Implement the `TrackingPort` interface and pass it to `init_tracking`:

```python
from arcane.flask.tracking import TrackingPort, ActivityEvent

class MyTrackingAdapter(TrackingPort):
    def emit(self, event: ActivityEvent) -> None:
        # send event to your backend (Kafka, HTTP, etc.)
        ...
```

## Structured logging labels

The `arcane.flask.logs` module lets you add structured labels to every log
entry in a request. This is useful for attaching metadata such as
`component`, `module`, `function`, or IDs like `optimization_id`.

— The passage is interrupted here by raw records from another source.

Issue #275, opened 2026-04-08
STAMP: Validate federated model quality against local-only baseline


Ultimate-Storm:
## Context

The STAMP deploy test currently validates that swarm training **completes** successfully, but does not compare the federated model quality against a local-only training baseline.

In the initial deploy test run (2 rounds, VIT, synthetic data), both clients achieved AUROC 1.0 — but this is on synthetic data with easy-to-separate classes and is not a meaningful quality benchmark.

## Proposed Solution

1. **Automated local baseline**: Before swarm training, run \`--local_training\` on each client's data and record final metrics (val_loss, val_auroc)
2. **Comparison**: After swarm training completes, compare federated metrics against local baselines
3. **Reporting**: Output a comparison table in the deploy test results JSON:
   \`\`\`json
   {
     "federated_auroc": 0.85,
     "local_auroc_site_1": 0.78,
     "local_auroc_site_2": 0.72,
     "improvement": "+9.7%"
   }
   \`\`\`
4. Optionally fail the test if the federated model is significantly **worse** than the best local model (regression check)

## Why This Matters

The core value proposition of swarm learning is that the federated model should perform at least as well as (ideally better than) any single site's local model. Without this check, we can't validate that model aggregation is actually beneficial.

## Related Files

- \`scripts/deploy/run_stamp_deploy_test.sh\` — deploy test orchestrator
- \`docker_config/master_template_STAMP.yml\` — has \`--local_training\` flag
- \`application/jobs/STAMP_classification/app/custom/main.py\` — supports \`local_training\` mode

Ultimate-Storm:
## Implementation approach (planned — deferred for now)

Add a local-only baseline + comparison to `run_stamp_deploy_test.sh`.

1. **Before** swarm training, run `--local_training` on each client's data (the STAMP startup-kit `docker.sh` supports it) and capture final val metrics (`val_loss`, `val_auroc`/`val_cindex`) from `ValidationMetricCallback` (`stamp_training.py:237-254`).
2. **After** swarm completes (and #270's eval), compare federated vs per-site local metrics and emit a table into the results JSON (`RESULTS_DIR`, L168), e.g. `{federated_auroc, local_auroc_site_*, improvement}`.
3. Optional **regression gate**: fail the deploy test if the federated model is materially worse than the best local model.

[...]

PR #442, opened 2026-07-13
STAMP: local baseline trained 1 epoch; prediction callback left the model in eval mode

Ultimate-Storm:
Both found by **UM Mainz** from a real Step-5 run. Both are training-correctness
bugs, not cosmetics.

## 1. `--local_training` trained for a single epoch

`main.py` took the epoch budget from `NUM_EPOCHS` (default **1**) for *both*
`preflight_check` and `local_training`, and passed it to `prepare_training()` as
`max_epochs` — overriding `STAMP_MAX_EPOCHS` (STAMP's default: 32).

One epoch is correct for the preflight smoke test. But the **local baseline is what
the swarm model is compared against** (`--compare-local`, #275), so every site's
baseline was effectively untrained and the comparison meaningless.

`local_training` now defaults to `STAMP_MAX_EPOCHS`; `preflight_check` keeps 1;
`NUM_EPOCHS` still overrides both.

**Verified** (real run, synthetic site):

| mode | last epoch |
|---|---|
| `preflight_check` | `Epoch 0/0` (1 epoch) |
| `local_training` | `Epoch 31/31` (32 epochs) |

## 2. The prediction callback leaked eval mode into training

`STAMPPredictionCallback._write_predictions()` calls `model.eval()`, and nothing put
the module back. Lightning does not restore it either — so **every epoch after the
first, and every swarm round after the first** (NVFlare calls `fit()` once per
round), trained with **dropout disabled**. This is the
`Found N module(s) in eval mode at the start of training` warning sites reported.

Fixed by restoring the previous mode in a `finally` block.

**Verified** by instrumenting `on_train_batch_start` and measuring the module modes
in a real 3-epoch run:

| epoch | before | after |
|---|---|---|
| 0 | train (36/0) | train (36/0) |
| **1** | **eval (0/36)** | train (36/0) |
| **2** | **eval (0/36)** | train (36/0) |

### DIFF
--- a/application/jobs/STAMP_classification/app/custom/main.py
+++ b/application/jobs/STAMP_classification/app/custom/main.py
@@ -46,8 +46,19 @@ elif TRAINING_MODE in [TM_PREFLIGHT_CHECK, TM_LOCAL_TRAINING]:
     SITE_NAME = os.getenv("SITE_NAME")
     if not SITE_NAME:
         raise ValueError("SITE_NAME environment variable must be set for local training")
+    # The two modes want very different epoch budgets:
+    #   preflight_check  — a smoke test: 1 epoch is the point.
+    #   local_training   — the site's *baseline*, which the swarm model is compared
+    #                      against. It must train properly, so it follows
+    #                      STAMP_MAX_EPOCHS (STAMP's own default: 32).
+    # Defaulting both to NUM_EPOCHS=1 silently produced a 1-epoch baseline, making
+    # the swarm-vs-local comparison meaningless.
+    if TRAINING_MODE == TM_LOCAL_TRAINING:
+        default_epochs = os.getenv("STAMP_MAX_EPOCHS", "32")
+    else:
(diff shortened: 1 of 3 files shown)


Ultimate-Storm:
### Merged despite a red `validate-swarm`

The failure is **#388**, not this PR:

```
FATAL_SYSTEM_ERROR: client simulated_node_1 didn't report status for 300 seconds
❌ Minimal example simulation mode failed.
```

That step is the **ODELIA minimal-example** simulation/POC. Evidence it is environmental:

* a **docs-only** PR (#444, one markdown file) failed the *same* step today;
* this PR does not touch anything that step executes;
* the self-hosted runner shares a host with the DECADE builds/deploy tests, so the 300 s status timeout trips under load (exactly what #388 describes);
* an earlier commit on this branch **passed** the same job.

The change itself was validated end-to-end on real hardware (see the PR body).

PR #443, opened 2026-07-14
STAMP docker.sh: require a value for --data_dir/--scratch_dir/--GPU (empty var swallows the next flag)

Ultimate-Storm:
## Problem

A DECADE site ran the documented command with `SCRATCHDIR` never exported:

```console
$ ./docker.sh --scratch_dir $SCRATCHDIR --GPU device=0 --dummy_training
[INFO] No interactive terminal detected, disabling TTY.
Unknown parameter passed: device=0
```

The empty variable expands to nothing, so `--scratch_dir` silently consumes the
**next flag** (`--GPU`) as its value, leaving `device=0` orphaned. The error then
blames `--GPU` — which is perfectly valid usage — and the site went looking for a
problem with the GPU flag that does not exist.

## Fix

Validate that options which take a value actually receive one, and that the value
is not another flag. The message now names the real cause.

## Verification

| case | result |
|---|---|
| `SCRATCHDIR` unset (the site's case) | `❗ Option --scratch_dir requires a value, but got '--GPU'.` |
| `SCRATCHDIR` set | parses correctly |
| `--GPU` with no value at all | caught |
| genuinely unknown option | still rejected as before |

### DIFF
--- a/docker_config/master_template_STAMP.yml
+++ b/docker_config/master_template_STAMP.yml
@@ -714,12 +714,33 @@ docker_cln_sh: |
       TTY_OPT=""
   fi
 
+  # Require a real value for options that take one. An unset shell variable —
+  # e.g. `--scratch_dir $SCRATCHDIR` when SCRATCHDIR was never exported — expands
+  # to nothing, so the option silently swallows the *next* flag and the argument
+  # after that is reported as unknown. A site hit exactly this:
+  #     ./docker.sh --scratch_dir $SCRATCHDIR --GPU device=0 --dummy_training
+  #     Unknown parameter passed: device=0
+  # ...which blames --GPU, when the real problem is an empty $SCRATCHDIR.
+  _need_value() {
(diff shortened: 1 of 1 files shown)


Ultimate-Storm:
### Merged despite a red `validate-swarm`

The failure is **#388**, not this PR:

```
FATAL_SYSTEM_ERROR: client simulated_node_1 didn't report status for 300 seconds
❌ Minimal example simulation mode failed.
```

That step is the **ODELIA minimal-example** simulation/POC. Evidence it is environmental:

* a **docs-only** PR (#444, one markdown file) failed the *same* step today;
* this PR does not touch anything that step executes;
* the self-hosted runner shares a host with the DECADE builds/deploy tests, so the 300 s status timeout trips under load (exactly what #388 describes);
* an earlier commit on this branch **passed** the same job.

The change itself was validated end-to-end on real hardware (see the PR body).

Issue #416, opened 2026-07-09
Degenerate-input guard: surface the failure-reason breakdown (unreadable vs degenerate) — current wording led a site to delete valid data


Ultimate-Storm:
## Problem

The degenerate-input guard aborts with a message that **hides the actual failure reason**, and its wording actively pushes sites toward the wrong remedy. This has already caused a partner to **delete valid data**.

```python
# application/jobs/_shared/custom/data/datasets/dataset_3d_odelia.py:416-420
raise RuntimeError(
    f"ODELIA: too many degenerate/corrupt inputs "
    f"({self._bad_input_count} > {budget} = {self.MAX_BAD_INPUT_FRACTION:.0%} of {n}); "
    f"run the preflight scan (find_degenerate_inputs) and fix/exclude the data."
)
```

The per-input reason **is** captured — `_record_bad_input(...)` ([:323-333](application/jobs/_shared/custom/data/datasets/dataset_3d_odelia.py#L323)) writes `load_error:<ExceptionType>` ([:406](application/jobs/_shared/custom/data/datasets/dataset_3d_odelia.py#L406)) or a `DegenerateImageError.reason` ([:413](application/jobs/_shared/custom/data/datasets/dataset_3d_odelia.py#L413)) to `$SCRATCH/odelia_bad_inputs.jsonl` — but **none of it appears in the abort message**, and the message doesn't even name the file.

### Real incident (CAM, 2026-07)
All **579 records / 33 unique UIDs** in CAM's `odelia_bad_inputs.jsonl` had reason **`load_error:PermissionError`** — the container simply could not *read* those files. But the message said *"degenerate/corrupt inputs … fix/exclude the data"*, so the site (and the maintainer triaging it) concluded the images were corrupt and **removed 6 UIDs from `split.csv`**, discarding good data. Their preflight then "passed" only by dropping under the 5% tolerance (val 214 → 208); ~6 unreadable files remain **silently skipped**, and the 33-UID set can grow and re-abort a future run.

The two failure classes need **opposite** remedies:

| Reason | Meaning | Correct action |
|---|---|---|
| `load_error:PermissionError` / `OSError` | file unreadable by the container | **fix ownership/permissions** — do NOT exclude data |
| `DegenerateImageError` (all-zero/masked), decode failures | genuine bad image content | re-export or exclude |

## Fix

- [ ] Track reason counts (`collections.Counter`) alongside `_bad_input_count`.
[...]

PR #447, opened 2026-07-14
Fix the degenerate-input guard tests, and make CI actually run them (#416)

Ultimate-Storm:
**`main` is red right now** for anyone with `torchio` installed — and I broke it, in #423.

#423 added `self._bad_input_reasons` in `__init__` and writes to it from `_record_bad_input`, but the guard tests construct the dataset via `__new__` and never initialised it → 3 × `AttributeError`. A 4th test still asserted the pre-#423 abort wording.

### Why CI didn't catch it — the part that matters
`unit-tests.yaml` installs only `torch`, `lightning`, `scikit-learn`, `pytest`, `fastapi`. **No `torchio`, no `pandas`** — so `test_odelia_degenerate_input_guard.py` `importorskip`s out and is **silently skipped in every CI run**. That file covers the guard **CAM tripped over**, whose message once led a site to **delete six valid UIDs**. A green tick has meant nothing for it.

### This PR
- initialises `_bad_input_reasons` in the test fixture
- updates the abort assertion to the new reason-breakdown message
- **adds the regression that should have existed**: when every failure is a `PermissionError`, the message must say `PERMISSION/OWNERSHIP` and *"do NOT exclude the data"* — exactly the advice that was missing when CAM deleted valid data
- **installs `torchio` + `pandas` in CI**, so these tests (and #427's fold-validation tests) actually run

Suite with those deps present: **231 passed**. Worth merging promptly — `main` is broken.

### DIFF
--- a/.github/workflows/unit-tests.yaml
+++ b/.github/workflows/unit-tests.yaml
@@ -47,6 +47,10 @@ jobs:
           pip install lightning scikit-learn pytest
           # fastapi: server_tools/app.py imports it; needed by test_swarm_progress.py (#398)
           pip install fastapi
+          # torchio + pandas gate the ODELIA dataset tests (degenerate-input guard,
+          # fold validation). Without them pytest silently SKIPS those files, which is
+          # how a broken guard test reached main (#416/#423).
+          pip install torchio pandas
 
       - name: Run unit tests
         run: |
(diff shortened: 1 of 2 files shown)


oleschwen (approved):
looks good, we should wait for the CI to pass

PR #449, opened 2026-07-14
Kits: stop regenerating the PKI every build; encrypt kits; one consortium hub

Ultimate-Storm:
Partners get a new startup kit almost weekly. **That was a bug on our side, not a process problem.**

## Root cause (1 line)
The build version was embedded in the NVFlare **project name**. NVFlare keys its provisioning state off that name, and CertBuilder reuses the root CA + per-site keys only if that state dir already exists — so every build minted a **new root CA and a new client.key for all 8 sites**, silently invalidating every deployed kit. `workspace/` holds **49 ODELIA + 12 DECADE** provisioning runs.

Two builds 8 days apart:
```
odelia_1.5.0-dev.260702.be9ef04   rootCA md5=160ef17ba822
odelia_1.5.0-dev.260710.a6b0291   rootCA md5=9ce931deedb5   <- different trust root
```
The image tag was a red herring: the backbone, training code and job configs all live **in the image**, and docker.sh pulls by tag **every run**.

## After — same project, two different versions
| Build | rootCA | UKA client.key | DOCKER_IMAGE |
|---|---|---|---|
| testA | 1fd9c43ca2 | 27fcd53041 | ...:9.9.9-testA |
| testB | 1fd9c43ca2 OK | 27fcd53041 OK | ...:9.9.9-testB OK |

**A kit now survives an image bump.** Re-issue only when a site is added/removed or certs expire. (One final re-issue hands sites their stable-cert kits.)

## Also
- **--image / startup/image.conf** — move a site to a new release with no new kit. So *how do we ship frequent NVFlare/algorithm updates?* → **kits are not involved.**
- **Version-skew detection** — the guardrail. `expected_version` existed but was **never compared**; a site quietly on stale code was invisible. The heartbeat now reports the image *actually running*, and the odd site out gets a red chip.
- **Kits encrypted** (AES-256/PBKDF2-600k). They contain client.key and were plain zips. Deliberately **not** password-protected zip — that is ZipCrypto, which is broken and would not protect a private key on a shared link. Verified: no plaintext zip survives, key absent from ciphertext, wrong password rejected, sha256 matches manifest.
- **docs/consortium/** — handbook + 4 Sheet CSVs replacing the weekly email. Checklist rows are the *real* preflight checks; the 8 sites come from the provisioning yml. A test asserts every flag/script the handbook names actually exists.

Flagged, not hidden: the **live monitor has no auth or per-site scoping** (must not be shown to partners), and **STAMP kits have no pre-run checks** although three docs claim they do.

Suite: **254 passed** (3 failures are the pre-existing main breakage that #447 fixes).


oleschwen:
So far, I considered fresh certificates and a fresh CA in each startup kit and a 1:1 match of startup kit and image a feature: it prevents potentially incompatible startup kits from connecting rather than possibly producing silent problems. Do we want to drop that?
We certainly get more flexibility by allowing different versions of startup kits to work together and we can still force new CA, but also create potential for problems.

Ultimate-Storm:
> So far, I considered fresh certificates and a fresh CA in each startup kit and a 1:1 match of startup kit and image a feature: it prevents potentially incompatible startup kits from connecting rather than possibly producing silent problems. Do we want to drop that? We certainly get more flexibility by allowing different versions of startup kits to work together and we can still force new CA, but also create potential for problems.

Yes I wish to drop it, a feature preventing a project to move forward is worse than quality control/tracking

oleschwen:
Fine with me if we are aware that this can cause problems. Maybe we'll never encounter them.

scripts/build/_generateStartupKitArchives.sh
```diff
@@ -1,13 +1,77 @@
...
+    esac
+    [ -d "$startupkit" ] || continue
+
+    archive="${startupkit}_${LONG_VERSION}.zip"
+    encrypted="${archive}.enc"
+
+    zip -rq "$archive" "$startupkit"
+
+    password="$(openssl rand -base64 24)"
+    openssl enc -aes-256-cbc -pbkdf2 -iter "$PBKDF2_ITER" -salt \
```
oleschwen, line 62: This seems overkill for our current purposes and compared encrypted .zip files we previously obtained from the browser-based startup kit generation. On the other hand, if we introduce encryption, we might as well do it properly.

oleschwen (approved):
looks good, but we should wait for CI to pass.

Ultimate-Storm:
@oleschwen — you asked whether we want to drop the "fresh CA per build / 1:1 kit↔image match," since it was a deliberate fail-closed safety feature. Short answer: **we don't drop it — we keep it as a deliberate switch, and stop paying it as an every-build tax.** We validated all of this on the dl servers; evidence below.

## The trade, stated plainly
- The old behavior gave **fail-closed safety**: an incompatible kit couldn't connect, because a rebuilt server had a new CA.
- It also gave us **weekly kit churn**: *every* image build minted a new CA + new per-site keys, so every routine image bump invalidated every deployed kit — even when nothing about compatibility had changed. That safety was firing on every build, not just on real breaking changes.

## Recommendation: stable by default, fresh-CA on purpose, skew as the backstop

**1. Stable certs by default** (the merged #449). A kit survives a routine image bump.
*Validated:* two independent builds (different tags) produced a **byte-identical root CA** (30 files → one hash) and **byte-identical `client.key` for all 8 sites**; and an **image-A kit completed the TLS handshake and registered on an image-B server** (`New client RUMC_1@… joined`). So a routine bump no longer breaks kits.

**2. Your safety feature is retained — as an opt-in, not an every-build side effect.** When the CA *must* rotate (a real breaking protocol change, or key compromise), the operator forces a fresh PKI by provisioning under a **version-carrying project name** — exactly what the current DUKE test project still does. Old kits then fail closed, as before.
*Validated:* in the same run, provisioning `odelia_allsites` (de-versioned) reused the CA, while provisioning the version-carrying DUKE project minted a **fresh** CA. Both behaviors exist side by side today; which one you get is now a deliberate choice (the project name), not an accident of the build.

**3. Version-skew detection as the always-on backstop.** Because image and kit are now decoupled, a site could silently run divergent code. The monitor now flags that: the heartbeat reports the container's actual image, and the dashboard shows a red chip on any site off the swarm majority (or off the roster).
*Validated:* the odd-image-out site is flagged, the majority stays clean, a single site never false-positives. **Caveat you should weigh:** the chip is **advisory** — it warns, it does **not** abort the run. So for a genuinely breaking change, skew detection alone is *softer* than your fail-closed CA. That's the real decision on the table: for breaking changes, use the fresh-CA switch (2); rely on skew (3) only for catching accidental drift within a compatible line.

*(Also — the validation caught two bugs now fixed in #455: `docker.sh` let `image.conf` clobber an env override, and the skew code would 500 the dashboard the instant two sites disagreed. And the deploy orchestrators still expect plaintext `*.zip` — #456. Worth landing before we lean on any of this.)*

## Net
We're not choosing flexibility *over* safety. We're moving the fail-closed CA from "every build, whether or not it matters" to "the specific moments it matters," and adding skew detection to cover the in-between. If you'd rather skew be an **enforcement gate** (block a run when sites disagree) rather than advisory, that's a small, reasonable follow-up — say the word and I'll spec it.

Issue #480, opened 2026-07-27
Swarm: finalize_training after the while flare.is_running() loop never runs (launcher SIGTERMs the subprocess)


Ultimate-Storm:
## Summary

In swarm mode, `finalize_training()` after the `while flare.is_running()` loop **does not run**. Ole
noticed the post-loop code never executes; this confirms the mechanism and proposes a fix.

`application/jobs/challenge_1DivideAndConquer/app/custom/main.py`:

```python
while flare.is_running():          # main.py:59  — services every round
    ...
    threedcnn_ptl.validate_and_train(...)
# main.py:78-79 — intended to run once at the end, but is SIGTERM'd first:
if TRAINING_MODE in [TM_LOCAL_TRAINING, TM_SWARM]:
    threedcnn_ptl.finalize_training(...)
```

## Cause

`main.py` is launched **once per job** by `SubprocessLauncher` (`config_fed_client.conf`:
`launch_once = true`). On job end, `client_runner.end_run_events_sequence` fires `ABOUT_TO_END_RUN`
(TaskExchanger `notify_end` + closes the pipe → the subprocess's `flare.is_running()` will return
False), then almost immediately `END_RUN` → `LauncherExecutor.finalize` →
`SubprocessLauncher._stop_external_process`, which with **`shutdown_timeout` defaulting to `0.0`**
(not set in the job config) does `self._process.wait(0.0)` (returns instantly) then
`self._process.terminate()` (SIGTERM). The subprocess, blocked in the `is_running()` poll (~0.5 s)
between rounds, is killed before it can exit the loop and reach line 79. `main.py` installs no
SIGTERM handler, so it just dies. Net: **Ole is right** — the post-loop code does not reliably run.

## Impact — benign, but worth fixing

`finalize_training` (`threedcnn_ptl.py:655-678`) only writes `best_checkpoint.json` (a pointer) and
copies `last.ckpt → last_global_model.ckpt`, plus the "Training completed successfully." log line.
The real artifacts are unaffected:

- per-round `epoch=*.ckpt` / `last.ckpt` are written by Lightning's `ModelCheckpoint` **during** fit;
- the aggregated global is saved by the persistor and mirrored to `/scratch/mediswarm_latest_global.pt`
  (warm-continue) each round;
- eval already falls back to `epoch=*.ckpt` / `last.ckpt`.

So no data loss. What's lost is the best-pointer + `last_global_model.ckpt` convenience copy + the
[...]

PR #491, opened 2026-07-28
490 fixed runintegrationtest.sh: run_3dcnn_training_in_swarm

### LINKED ISSUE #490: ODELIA runIntegrationTest.sh run_3dcnn_training_in_swarm fails
With a default configuration of `min_clients = 5`, `runIntegrationTest.sh run_3dcnn_training_in_swarm` fails, as it only provides two clients. This test is not executed as part of the CI because it would take excessively long, so we didn't notice it before.

- [x] try running fewer epochs in run_3dcnn_training_in_swarm and run_3dcnn_local_training as part of successful CI
- [ ] decide if we want to keep it in
- [x] make test pass if run locally

See also #352

oleschwen:
Functional change and bug fix: modify swarm job description for test so that it passes with two clients.

Additional change: changed 3DCNN local and swarm training in test to run for fewer epochs than in production and included it in CI. I would suggest to keep this included for now (adds about 3:30 minutes, see https://github.com/KatherLab/MediSwarm/actions/runs/30364208515/job/90291149872?pr=491) for thoroughly testing #480 and #372, and re-consider the number of epochs and shifting it to a daily/weekly/similar test as part of #352.


Ultimate-Storm (approved):
good to have, approved

PR #495, opened 2026-07-28
fix(build): keep pretrained-weight layers above the version-stamped template (docker cache)

Ultimate-Storm:
Answers @oleschwen's question about `COPY master_template.yml` always being a cache miss, and fixes the expensive consequence.

## Why it's a cache miss (it is **not** mtime)
You were right to be suspicious of the `git archive` mtime theory — but that's not it. Docker does exclude mtime from `COPY` checksums, exactly as the docs say. The file's **content genuinely changes on every commit**.

`scripts/build/buildDockerImageAndStartupKits.sh` rewrites the template's placeholders *before* the build:

```
__REPLACED_BY_CURRENT_VERSION_NUMBER_WHEN_BUILDING_DOCKER_IMAGE__      -> <version>-dev.<date>.<git short hash>
__REPLACED_BY_CONTAINER_VERSION_IDENTIFIER_WHEN_BUILDING_DOCKER_IMAGE__ -> <git short hash>
```

Both embed the **commit hash** (and the version string also embeds the date), so `master_template.yml` in the build context differs on every commit. The COPY checksum legitimately changes → cache miss → and everything below it rebuilds: the `nvflare` pip install, then the multi-GB `torch_home_cache` / `hf_home_cache` layers.

## Fix
Since that layer can *never* be cached across commits, move the weight COPYs **above** it — which is exactly the workaround you proposed. A code-only commit now rebuilds only:

`COPY master_template.yml` → `pip install nvflare` → `COPY ./MediSwarm`

and the heavy weight layers stay cached. I documented the root cause inline so the ordering constraint isn't silently undone later.

## Possible follow-up (not in this PR)
If we also want the `nvflare` install to stay cached, the version stamping could move *after* the install (sed the template in site-packages via a build `ARG`), or happen at provision time instead of image-build time. That would make `master_template.yml` content-stable across commits. Happy to file that separately if you think it's worth it.

Note `Dockerfile_STAMP` has the same COPY of a stamped `master_template_STAMP.yml`, but no weight-cache layers, so the impact there is much smaller.

### DIFF
--- a/docker_config/Dockerfile_ODELIA
+++ b/docker_config/Dockerfile_ODELIA
@@ -15,8 +15,10 @@ ENV PYTHON_VERSION=3.10.14
 # 1. pip installs FIRST (most expensive to rebuild, change least often)
 # 2. apt installs AFTER (change more often due to CVE version bumps, but
 #    are fast to rebuild)
-# 3. NVFlare from source (changes with NVFlare updates)
-# 4. COPY pretrained weights (rarely changes)
+# 3. COPY pretrained weights (rarely change, but multi-GB layers)
+# 4. NVFlare from source + master_template.yml (the template is stamped with
+#    this build's version/commit hash, so it is a cache miss on EVERY commit --
+#    nothing cacheable may sit below it; see the CACHE NOTE at that stage)
 # 5. COPY source code (changes every build — must be last)
 #
 # The base pytorch image already includes python3 + pip, so pip installs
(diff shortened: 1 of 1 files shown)


oleschwen:
Good point that the file changes in every commit; as the person who implemented that string replacement, I should have known :-|
I'd say that this is a major improvement in cache usage and image layer storage and would address the nvflare cache miss only if this turns out to be a problem.

oleschwen (approved):
looks good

First, set up logging once at application startup:

```python
from arcane.flask import logs

logs.setup_logging(gcp_project="my-gcp-project-id")
```

Then, register a teardown handler to clear labels at the end of each request:

```python
from arcane.flask import logs

@app.teardown_request
def clear_logging_labels(exc):
    logs.clear_labels()
```

Inside your handlers you can either attach labels imperatively:

```python
from arcane.flask import logs

def validate_model_parallelism_post(optimization_id: str, job_prefix: str, ...):
    logs.attach_labels(
        component="feed-boost",
        module="api",
        function="validate_model_parallelism_post",
        optimization_id=optimization_id,
        job_prefix=job_prefix,
    )
    ...
```

or use the `with_log_labels` decorator for static labels and still add dynamic
labels as needed:

```python
from arcane.flask import logs

@logs.with_log_labels(
    component="feed-boost",
    module="api",
    function="validate_model_parallelism_post",
)
def validate_model_parallelism_post(optimization_id: str, job_prefix: str, ...):
    logs.attach_labels(
        optimization_id=optimization_id,
        job_prefix=job_prefix,
    )
    ...
```

All log records emitted during the request will then include a
`logging.googleapis.com/labels` field with the JSON-encoded labels.